14. The system of claim 8, wherein prior to identifying the preferred user interface, the instructions further configure the system to:

identify a second subset of user interfaces based on the second feedback data, wherein the subset of the user interfaces includes the second subset of the user interfaces; and

generate third feedback data by evaluating the second subset of the user interfaces against third testing metrics, wherein the third feedback data indicates a third measure of performance of a respective user interface based on the third testing metrics.

15. A non-transitory computer-readable storage medium, the computer-readable storage medium including instructions that when executed by a processor, cause the processor to:

generate user interfaces to facilitate secure communications between a user device and an authentication system, wherein at least a set of the user interfaces are associated with a unique configuration of interface elements;

generate first feedback data by evaluating the set of the user interfaces against first testing metrics, wherein the first feedback data indicates a first measure of performance of a respective user interface based on the first testing metrics;

identify a subset of the user interfaces based on the first feedback data;

generate second feedback data by evaluating the subset of the user interfaces against second testing metrics, wherein the second feedback data indicates a second measure of performance of a respective user interface based the second testing metrics;

identify a preferred user interface of the subset of the user interfaces based on the second feedback data; and

implement the preferred user interface for use in secure data flows for network data management.

16. The non-transitory computer-readable medium of claim 15, wherein the first testing metrics and the second testing metrics are performance vectors configured to evaluate how well the user interfaces perform under certain conditions.

17. The non-transitory computer-readable medium of claim 15, wherein generate the first feedback data and generating the second feedback data are performed using at least one of automated feedback and human feedback.

18. The non-transitory computer-readable medium of claim 15, wherein identify the subset of the user interfaces based on the first feedback data further includes:

generate a new user interface associated with a new configuration of interface elements that is distinct from the set of the user interfaces, wherein the new user interface is included in the subset of the user interfaces.

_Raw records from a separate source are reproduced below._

PR #90, opened 2026-07-08
Support supplemental call graph edges

### LINKED ISSUE #89: Add feature: Support supplemental call graph edges
Add a new argument "--extra-edge" to main.py, which specifies a JSON file or directory containing supplemental caller-to-callee edges. Then, FM-Agent will include these edges when building call graphs for full, entry-scoped, and incremental reasoning mode.

lar0129:
Closes #89

## Summary
- add `--extra-edge` support for loading supplemental caller-to-callee edges from JSON files or directories
- apply extra edges across full, entry-scoped, and incremental reasoning mode
- use callee aliases when matching caller's `[INFO]` expectation

## Testing
- Tested `--extra-edge` with `docs/extra-edge/example.json`; supplemental edges were applied successfully


docs/extra-edge/example.json
```diff
@@ -0,0 +1,36 @@
+{
+  "edges": [
+    {
+      "caller": {
+        "fqn": "third_party::musl::porting::liteos_a::user::src::exit::exit-c::exit",
+        "callsite_names": [
```
heiyan-2020, line 6: what's the difference between caller's fqn and callsite_name?

lar0129: You can refer to the README_zh.md: 
- callsite_name means “for any function whose body contains a call expression with this name, add an edge from that function to callee.fqn".

lar0129: caller.fqn and caller.callsite_names are two caller-discovery modes. 
- If we can identify the exact caller function from source code, we use caller.fqn, which only adds the edge from that specific function. 
- If we cannot resolve the caller FQN but we know the source callsite name, we use caller.callsite_names to find functions that contain that callsite and add the edge from them.

Dshuishui:
Please resolve the merge conflict first — the branch is currently `CONFLICTING` against `main`.

I then looked through the diff, and the two issues Codex flagged both look real. The edge gets added to the call graph fine, but the caller expectation never reaches the callee's spec:

**1. Exact-only edges (`caller.fqn`, no `callsite_names`):** `build_prompt` only tells a function about its callers, never its callees, so the supplemental callee is never put in the caller's prompt. Since the caller only writes `[INFO]` for calls visible in its source — and an exact edge is exactly the invisible case — no `[INFO]` is written, and the callee gets no caller expectation.

**2. Cross-phase edges:** each phase's graph is built separately, so an edge across phases is dropped — while processing the caller's phase the callee isn't in `phase_fqns` (it survives only in `all_callees`, which the prompt ignores), and in the callee's phase the caller is never scanned. Result: the callee's `phaseN_callers` and aliases are empty. Note `docs/extra-edge/example.json` is itself cross-phase (musl → kernel), so the main example hits this.

Root cause is shared: expectations only flow caller `[INFO]` → callee, and the caller only writes that `[INFO]` for source-visible calls. Fix needs to (a) inject supplemental callees into the caller's prompt, and (b) carry the relationship across phases.

haoran-ding (changes requested):
Please resolve the conflict. Table of Contents in readme should not be changed.

lar0129:
> Please resolve the merge conflict first — the branch is currently `CONFLICTING` against `main`.
> 
> I then looked through the diff, and the two issues Codex flagged both look real. The edge gets added to the call graph fine, but the caller expectation never reaches the callee's spec:
> 
> **1. Exact-only edges (`caller.fqn`, no `callsite_names`):** `build_prompt` only tells a function about its callers, never its callees, so the supplemental callee is never put in the caller's prompt. Since the caller only writes `[INFO]` for calls visible in its source — and an exact edge is exactly the invisible case — no `[INFO]` is written, and the callee gets no caller expectation.
> 
> **2. Cross-phase edges:** each phase's graph is built separately, so an edge across phases is dropped — while processing the caller's phase the callee isn't in `phase_fqns` (it survives only in `all_callees`, which the prompt ignores), and in the callee's phase the caller is never scanned. Result: the callee's `phaseN_callers` and aliases are empty. Note `docs/extra-edge/example.json` is itself cross-phase (musl → kernel), so the main example hits this.
> 
> Root cause is shared: expectations only flow caller `[INFO]` → callee, and the caller only writes that `[INFO]` for source-visible calls. Fix needs to (a) inject supplemental callees into the caller's prompt, and (b) carry the relationship across phases.

Thanks for the detailed review. 
1. The merge conflict against the latest main has been resolved. 
2. For exact-only edges, the intended behavior is to use info_names aliases during callee spec generation to retrieve the caller’s existing [INFO]; the edge is not intended to force the caller to synthesize new [INFO]. 
3. Cross-phase edges are intentionally unsupported, as phase isolation is part of the current design.Therefore, I haven’t changed either behavior in this PR.

haoran-ding (approved):
Thanks

PR #93, opened 2026-07-09
Fix function signature used as filename causing OSError (fixes #82)

### LINKED ISSUE #82: Entry-mode extraction fails on DuckDB with `OSError: [Errno 36] File name too long`
FM-Agent entry mode fails during extraction on DuckDB because an extracted C/C++ function name is
used directly as the output filename.

Command:

  UV_CACHE_DIR=/home/zz/project/FM-Agent/.uv-cache \
  /home/zz/snap/code/247/.local/bin/uv run python main.py /home/zz/project/duckdb \
    --entry-func test::sql::index::art::issue_6799_entrypoint-
    cpp::Issue6799SearchEqualJoinNoFetchMissRegression \
    --end-func src::execution::index::art::art-cpp::SearchEqualJoinNoFetch

 ## Error

  OSError: [Errno 36] File name too long:
  .../extracted_functions/extension/json/yyjson/include/yyjson-hpp/yyjson_mut_val
  *yyjson_mut_obj_with_str(yyjson_mut_doc *doc,
                                                            const char **keys,
                                                            const char **vals,
                                                            size_t count).hpp

  Trace ends at:

  src/extract.py:739

  ## Cause

  src/extract.py uses the extracted function name directly as a filename:

  out_file = os.path.join(out_dir, f"{func_name}.{ext}")

  For some C/C++ headers, the extracted function name can be a long multiline declaration, exceeding
  filesystem filename limits.

  ## Expected

  Extraction should use a safe filename mapping, e.g. sanitized/truncated basename plus stable hash,
  instead of raw func_name.

ji-ji-hao:
Fixes #82.

Tree-sitter sometimes stores full function signatures in its `name` column for macro-generated C/C++ declarations (e.g. DuckDB's yyjson), which were used directly as filenames and exceeded filesystem limits.

Two-layer fix:

- `src/languages/codegraph.py` — new `_bare_function_name()` extracts the bare identifier from signature strings in all three codegraph name-outflow paths
- `src/extract.py` — new `_safe_filename()` replaces `/`, truncates names >200 chars with a stable hash suffix, and falls back to `_function` for empty names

19. The non-transitory computer-readable medium of claim 15, wherein a first user interface includes a first interface element in a first position and a second user interface includes the first user interface element in a second position, wherein the first position and the second position are distinct.

20. The non-transitory computer-readable medium of claim 15, wherein prior to identifying the preferred user interface, the instructions further configure the processor to:

identify a second subset of the user interfaces based on the second feedback data, wherein the subset of the user interfaces includes the second subset of the user interfaces; and

generate third feedback data by evaluating the second subset of the user interfaces against third testing metrics, wherein the third feedback data indicates a third measure of performance of a respective user interface based on the third testing metrics.